What the task asks. Find the line with "#### Actual behavior" in the records below. Copy it and every line after it, up to and including the line with "(:require [re-frame.core :as re-frame]".

=== Section Start ===

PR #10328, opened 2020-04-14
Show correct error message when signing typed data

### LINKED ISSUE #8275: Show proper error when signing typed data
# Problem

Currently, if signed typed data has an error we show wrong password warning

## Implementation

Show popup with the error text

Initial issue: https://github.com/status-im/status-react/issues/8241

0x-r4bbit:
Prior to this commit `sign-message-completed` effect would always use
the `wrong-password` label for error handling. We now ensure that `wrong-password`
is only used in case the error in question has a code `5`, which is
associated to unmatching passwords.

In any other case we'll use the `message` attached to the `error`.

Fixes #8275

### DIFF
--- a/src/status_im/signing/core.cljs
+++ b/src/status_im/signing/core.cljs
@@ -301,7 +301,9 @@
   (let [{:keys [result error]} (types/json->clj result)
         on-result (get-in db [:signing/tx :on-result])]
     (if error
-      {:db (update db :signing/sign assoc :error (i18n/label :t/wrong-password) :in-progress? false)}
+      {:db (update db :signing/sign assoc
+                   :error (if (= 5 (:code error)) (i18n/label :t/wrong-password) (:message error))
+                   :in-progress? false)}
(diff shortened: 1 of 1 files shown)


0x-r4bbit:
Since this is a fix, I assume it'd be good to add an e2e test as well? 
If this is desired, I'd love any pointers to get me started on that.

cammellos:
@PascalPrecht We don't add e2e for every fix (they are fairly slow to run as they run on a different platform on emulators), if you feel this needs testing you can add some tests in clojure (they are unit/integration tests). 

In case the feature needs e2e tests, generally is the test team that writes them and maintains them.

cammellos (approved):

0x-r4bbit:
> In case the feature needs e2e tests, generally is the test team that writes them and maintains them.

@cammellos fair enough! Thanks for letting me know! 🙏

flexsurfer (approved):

=== Section End ===
=== Section Start ===

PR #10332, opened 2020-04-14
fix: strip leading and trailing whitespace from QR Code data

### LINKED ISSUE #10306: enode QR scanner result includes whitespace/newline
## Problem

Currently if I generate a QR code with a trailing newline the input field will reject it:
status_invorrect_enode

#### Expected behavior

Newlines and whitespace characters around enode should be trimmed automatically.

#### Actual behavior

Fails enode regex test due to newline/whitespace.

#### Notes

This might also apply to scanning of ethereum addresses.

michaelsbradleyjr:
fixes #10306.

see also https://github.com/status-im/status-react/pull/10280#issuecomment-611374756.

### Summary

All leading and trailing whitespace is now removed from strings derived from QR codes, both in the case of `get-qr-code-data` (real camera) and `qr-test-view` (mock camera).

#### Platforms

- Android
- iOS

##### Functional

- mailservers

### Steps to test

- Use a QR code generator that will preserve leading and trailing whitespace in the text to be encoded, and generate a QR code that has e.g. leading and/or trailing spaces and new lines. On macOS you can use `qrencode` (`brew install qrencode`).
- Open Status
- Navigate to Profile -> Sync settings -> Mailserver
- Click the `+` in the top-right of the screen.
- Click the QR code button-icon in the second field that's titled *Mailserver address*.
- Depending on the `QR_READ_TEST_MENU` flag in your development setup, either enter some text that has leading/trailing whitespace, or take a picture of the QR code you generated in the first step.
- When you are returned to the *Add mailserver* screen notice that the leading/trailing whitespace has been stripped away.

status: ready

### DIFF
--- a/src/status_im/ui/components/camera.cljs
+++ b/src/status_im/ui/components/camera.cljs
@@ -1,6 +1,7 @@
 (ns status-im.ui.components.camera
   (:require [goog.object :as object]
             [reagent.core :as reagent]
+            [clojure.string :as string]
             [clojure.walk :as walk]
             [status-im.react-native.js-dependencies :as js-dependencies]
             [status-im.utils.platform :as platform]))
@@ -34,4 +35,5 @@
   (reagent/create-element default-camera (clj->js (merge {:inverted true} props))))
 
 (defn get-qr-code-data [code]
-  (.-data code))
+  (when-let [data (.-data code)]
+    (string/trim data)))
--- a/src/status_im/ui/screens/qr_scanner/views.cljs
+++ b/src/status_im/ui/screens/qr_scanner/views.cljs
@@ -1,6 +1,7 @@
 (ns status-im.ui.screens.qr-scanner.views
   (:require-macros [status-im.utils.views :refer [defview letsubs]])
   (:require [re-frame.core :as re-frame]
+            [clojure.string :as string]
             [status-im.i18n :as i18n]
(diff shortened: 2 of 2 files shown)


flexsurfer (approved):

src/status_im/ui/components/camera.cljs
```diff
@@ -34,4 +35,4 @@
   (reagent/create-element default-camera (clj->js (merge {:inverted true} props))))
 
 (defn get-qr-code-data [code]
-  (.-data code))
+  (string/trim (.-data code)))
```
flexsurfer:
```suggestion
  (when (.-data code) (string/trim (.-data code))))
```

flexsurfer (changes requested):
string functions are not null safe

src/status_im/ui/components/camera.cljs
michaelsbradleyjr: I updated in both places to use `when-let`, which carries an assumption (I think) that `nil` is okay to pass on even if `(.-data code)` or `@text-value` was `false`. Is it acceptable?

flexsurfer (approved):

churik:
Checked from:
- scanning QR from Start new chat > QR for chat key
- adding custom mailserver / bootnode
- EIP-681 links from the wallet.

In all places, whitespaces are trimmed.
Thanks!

=== Section End ===

Task response.
#### Actual behavior

Fails enode regex test due to newline/whitespace.

#### Notes

This might also apply to scanning of ethereum addresses.

michaelsbradleyjr:
fixes #10306.

see also https://github.com/status-im/status-react/pull/10280#issuecomment-611374756.

### Summary

All leading and trailing whitespace is now removed from strings derived from QR codes, both in the case of `get-qr-code-data` (real camera) and `qr-test-view` (mock camera).

#### Platforms

- Android
- iOS

##### Functional

- mailservers

### Steps to test

- Use a QR code generator that will preserve leading and trailing whitespace in the text to be encoded, and generate a QR code that has e.g. leading and/or trailing spaces and new lines. On macOS you can use `qrencode` (`brew install qrencode`).
- Open Status
- Navigate to Profile -> Sync settings -> Mailserver
- Click the `+` in the top-right of the screen.
- Click the QR code button-icon in the second field that's titled *Mailserver address*.
- Depending on the `QR_READ_TEST_MENU` flag in your development setup, either enter some text that has leading/trailing whitespace, or take a picture of the QR code you generated in the first step.
- When you are returned to the *Add mailserver* screen notice that the leading/trailing whitespace has been stripped away.

status: ready

### DIFF
--- a/src/status_im/ui/components/camera.cljs
+++ b/src/status_im/ui/components/camera.cljs
@@ -1,6 +1,7 @@
 (ns status-im.ui.components.camera
   (:require [goog.object :as object]
             [reagent.core :as reagent]
+            [clojure.string :as string]
             [clojure.walk :as walk]
             [status-im.react-native.js-dependencies :as js-dependencies]
             [status-im.utils.platform :as platform]))
@@ -34,4 +35,5 @@
   (reagent/create-element default-camera (clj->js (merge {:inverted true} props))))
 
 (defn get-qr-code-data [code]
-  (.-data code))
+  (when-let [data (.-data code)]
+    (string/trim data)))
--- a/src/status_im/ui/screens/qr_scanner/views.cljs
+++ b/src/status_im/ui/screens/qr_scanner/views.cljs
@@ -1,6 +1,7 @@
 (ns status-im.ui.screens.qr-scanner.views
   (:require-macros [status-im.utils.views :refer [defview letsubs]])
   (:require [re-frame.core :as re-frame]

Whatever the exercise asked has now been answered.